(Stored data)
____
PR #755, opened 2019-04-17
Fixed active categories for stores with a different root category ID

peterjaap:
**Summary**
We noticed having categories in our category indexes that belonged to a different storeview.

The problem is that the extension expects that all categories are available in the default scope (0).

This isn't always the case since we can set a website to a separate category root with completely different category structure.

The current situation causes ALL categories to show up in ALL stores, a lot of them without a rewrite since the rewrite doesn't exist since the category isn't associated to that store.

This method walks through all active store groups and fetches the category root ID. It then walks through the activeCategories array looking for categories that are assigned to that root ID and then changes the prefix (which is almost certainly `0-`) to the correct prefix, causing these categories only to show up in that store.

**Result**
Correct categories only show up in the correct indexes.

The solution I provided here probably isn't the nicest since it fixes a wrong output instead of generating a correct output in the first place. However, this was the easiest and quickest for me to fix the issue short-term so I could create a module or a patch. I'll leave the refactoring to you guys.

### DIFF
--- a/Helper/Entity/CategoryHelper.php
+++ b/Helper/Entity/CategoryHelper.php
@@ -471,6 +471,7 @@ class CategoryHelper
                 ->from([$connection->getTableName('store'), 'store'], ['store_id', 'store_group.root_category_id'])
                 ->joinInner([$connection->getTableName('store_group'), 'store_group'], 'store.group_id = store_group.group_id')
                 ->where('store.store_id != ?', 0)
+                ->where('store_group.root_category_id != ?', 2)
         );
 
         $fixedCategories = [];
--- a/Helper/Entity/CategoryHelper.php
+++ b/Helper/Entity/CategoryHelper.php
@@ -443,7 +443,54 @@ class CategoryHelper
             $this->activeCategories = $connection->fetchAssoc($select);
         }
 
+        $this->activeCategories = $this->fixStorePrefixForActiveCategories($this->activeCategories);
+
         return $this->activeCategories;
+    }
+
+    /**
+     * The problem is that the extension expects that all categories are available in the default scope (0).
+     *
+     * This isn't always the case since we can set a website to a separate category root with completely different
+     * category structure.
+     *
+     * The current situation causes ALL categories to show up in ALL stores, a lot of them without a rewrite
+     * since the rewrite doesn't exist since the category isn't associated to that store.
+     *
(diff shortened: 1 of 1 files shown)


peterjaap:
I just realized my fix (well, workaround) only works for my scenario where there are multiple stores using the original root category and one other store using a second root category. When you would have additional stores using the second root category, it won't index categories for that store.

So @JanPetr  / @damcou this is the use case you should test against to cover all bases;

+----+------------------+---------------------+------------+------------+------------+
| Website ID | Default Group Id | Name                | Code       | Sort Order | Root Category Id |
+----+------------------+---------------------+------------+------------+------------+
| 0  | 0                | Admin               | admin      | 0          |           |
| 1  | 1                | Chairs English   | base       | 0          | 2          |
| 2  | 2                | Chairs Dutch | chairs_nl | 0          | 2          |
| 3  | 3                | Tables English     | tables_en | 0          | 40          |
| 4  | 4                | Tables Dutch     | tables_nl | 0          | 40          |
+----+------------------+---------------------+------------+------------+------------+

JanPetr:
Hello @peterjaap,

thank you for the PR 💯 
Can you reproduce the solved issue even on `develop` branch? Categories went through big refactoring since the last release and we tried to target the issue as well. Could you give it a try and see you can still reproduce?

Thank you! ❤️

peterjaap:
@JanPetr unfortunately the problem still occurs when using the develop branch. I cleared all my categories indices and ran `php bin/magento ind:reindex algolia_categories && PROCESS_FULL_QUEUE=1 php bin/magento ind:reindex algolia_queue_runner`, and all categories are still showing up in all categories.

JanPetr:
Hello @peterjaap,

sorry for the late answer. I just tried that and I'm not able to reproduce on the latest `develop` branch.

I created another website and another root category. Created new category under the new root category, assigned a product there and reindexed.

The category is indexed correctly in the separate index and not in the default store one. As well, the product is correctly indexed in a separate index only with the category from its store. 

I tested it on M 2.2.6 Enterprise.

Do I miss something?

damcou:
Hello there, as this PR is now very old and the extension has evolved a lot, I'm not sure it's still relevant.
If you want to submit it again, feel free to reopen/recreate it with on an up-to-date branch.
____
Exercise> What are the lines, exactly as written above, from the line with "sorry for the" to the line with "Hello there, as", both included? Output only those.

Exercise result>
sorry for the late answer. I just tried that and I'm not able to reproduce on the latest `develop` branch.

I created another website and another root category. Created new category under the new root category, assigned a product there and reindexed.

The category is indexed correctly in the separate index and not in the default store one. As well, the product is correctly indexed in a separate index only with the category from its store. 

I tested it on M 2.2.6 Enterprise.

Do I miss something?

damcou:
Hello there, as this PR is now very old and the extension has evolved a lot, I'm not sure it's still relevant.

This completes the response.